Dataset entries
PR #2912, opened 2021-01-30
youtube music: check if song is from channel

Hades785:
Add a check to `getAuthorString()` to have the year displayed only on channels, and not on user library uploads.
Prevents library uploads having the last four characters of the title be repeated.

### DIFF
--- a/websites/Y/YouTube Music/dist/metadata.json
+++ b/websites/Y/YouTube Music/dist/metadata.json
@@ -16,7 +16,7 @@
     "zh_TW": "全新的音樂服務，包含適用於Android，iOS和PC的官方專輯，單曲，視頻，混音，現場表演等。都在這裡！"
   },
   "url": "music.youtube.com",
-  "version": "2.5.1",
+  "version": "2.5.2",
   "logo": "https://i.imgur.com/cIZnPDy.png",
   "thumbnail": "https://i.imgur.com/iQ8MA50.png",
   "color": "#E40813",
--- a/websites/Y/YouTube Music/presence.ts
+++ b/websites/Y/YouTube Music/presence.ts
@@ -15,22 +15,35 @@ function getAuthorString(): string {
 
   //* Author tags more than one => YouTube Music Song listing with release year etc.
   if (authors.length > 1) {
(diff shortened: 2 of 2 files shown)


ririxidev:
Not useful, because on non user library songs can have this issue too.

Hades785:
> Not useful, because on non user library songs can have this issue too. _Tested by myself_

@ririxidev would you mind giving me one or more of such cases?
Might as well try and see if I can take care of these ones as well.

ririxidev:
When I will have some example i will give you

keanuplayz:
If I may; What's the point of immediately closing a PR, stating you have tested certain edge-cases, but not being able to demonstrate these cases?
This issue seems to be rather useful to fix, as it just looks broken if it occurs.
I recommend reconsidering, and perhaps expanding upon the changes made in this PR. I'm sure tons of people have this issue.

ririxidev:
Why? This fix would only work on songs that doesn't have channel (aka self-added and some that youtube can't assign channel). I'm able to provide cases but I don't remember any song that had this issue. When I will get them, I will provide them 😉

keanuplayz:
> This fix would only work on songs that doesn't have channel
That's precisely the point. On files that were uploaded by the user, this presence *still* fetches the last four characters and adds them as a date. This should not happen.
This PR disables the functionality of adding the date on user-uploaded files.

ririxidev:
Date should be added on user-uploaded files if it is possible... Okay so I found example. Two authors, song, no year provided: 
image
image
*polish language, but you know polubień - likes etc.) it shouldn't that it will display too. This pr wouldn't work here because these authors has channels and normally you can get channel div with provided one in pr.

Hades785:
That example is a video.
So long as there is no songs with irregularly formatted title strings (haven't seen any so far), checking if it's a video or a song should fix these cases.
I have a potential check for now (checking for the attribute `video-mode_` on the page: `document.querySelector("ytmusic-player-page[video-mode_]")`)

I am going to add the check for now.

Bas950 (approved):

ririxidev (approved):
:)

> Work order
If a line in the data above contains "uploads", return that line.

> Written response
Add a check to `getAuthorString()` to have the year displayed only on channels, and not on user library uploads.
Prevents library uploads having the last four characters of the title be repeated.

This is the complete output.